PR #2312, opened 2024-10-04
feat: MI-580 - Added moderation required property to squads

AmarTrebinjac:
Introduces column "moderationRequired" which lets squads require approval on posts by users.

### DIFF
--- a/__tests__/sources.ts
+++ b/__tests__/sources.ts
@@ -1,14 +1,8 @@
-import {
-  disposeGraphQLTesting,
-  GraphQLTestClient,
-  GraphQLTestingState,
-  initializeGraphQLTesting,
-  MockContext,
-  saveFixtures,
-  testMutationError,
-  testMutationErrorCode,
-  testQueryErrorCode,
-} from './helpers';
+import { randomUUID } from 'crypto';
+import { DataSource, In, Not } from 'typeorm';
+import { updateFlagsStatement, WELCOME_POST_TITLE } from '../src/common';
+import { isNullOrUndefined } from '../src/common/object';
+import createOrGetConnection from '../src/db';
 import {
   defaultPublicSourceFlags,
   NotificationPreferenceSource,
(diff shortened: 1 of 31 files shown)


ilasw (commented):
Maybe we want to  add tests to make sure that no one can add both approval and only moderator option 👀

__tests__/sources.ts
```diff
@@ -1859,6 +1859,22 @@ describe('mutation createSquad', () => {
...
+      client,
+      {
+        mutation: MUTATION,
+        variables: {
+          ...variables,
+          moderationRequired: true,
+          memberPostingRole: SourceMemberRoles.Moderator,
+        },
+      },
+      'GRAPHQL_VALIDATION_FAILED',
```
capJavert, line 1874: Since other cases can throw `GRAPHQL_VALIDATION_FAILED` can you use `testMutationError` to check the error message specifically in addition to code, so we are sure correct error is returned?

__tests__/sources.ts
```diff
@@ -1859,6 +1859,22 @@ describe('mutation createSquad', () => {
     );
   });
 
+  it('Should throw error when post moderation is required, but posting is restricted to moderators only', async () => {
```
capJavert, line 1862: we usually use lowercase to keep it readable in outputs
```suggestion
  it('should throw error when post moderation is required, but posting is restricted to moderators only', async () => {
```

src/entity/Source.ts
```diff
@@ -165,4 +165,7 @@ export class SquadSource extends Source {
 
   @Column({ default: 0 })
   memberInviteRank: number;
+
+  @Column({ default: false })
```
capJavert, line 169: Missing this part of RFC in regarding default value when squad is created? https://dailydotdev.atlassian.net/wiki/spaces/HAN/pages/1151500290/RFC-069+-+Admin+approval+on+Squads+posts#Squad-creation

src/schema/sources.ts
```diff
@@ -232,6 +232,11 @@ export const typeDefs = /* GraphQL */ `
     """
     memberInviteRole: String
 
+    """
+    Enable post moderation for the squad
+    """
+    moderationRequired: Boolean
```
capJavert, line 238: We need a test for query as well.

__tests__/sources.ts
AmarTrebinjac: Done!

rebelchris (approved):
I think we only missing a test to change the value of this field to verify it persists in database?
Otherwise no blockers so approving already.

####################

--- ASSIGNMENT ---
Pick out each line above that includes "when" and show it.

--- TASK ANSWER ---
+  it('Should throw error when post moderation is required, but posting is restricted to moderators only', async () => {
  it('should throw error when post moderation is required, but posting is restricted to moderators only', async () => {
capJavert, line 169: Missing this part of RFC in regarding default value when squad is created? https://dailydotdev.atlassian.net/wiki/spaces/HAN/pages/1151500290/RFC-069+-+Admin+approval+on+Squads+posts#Squad-creation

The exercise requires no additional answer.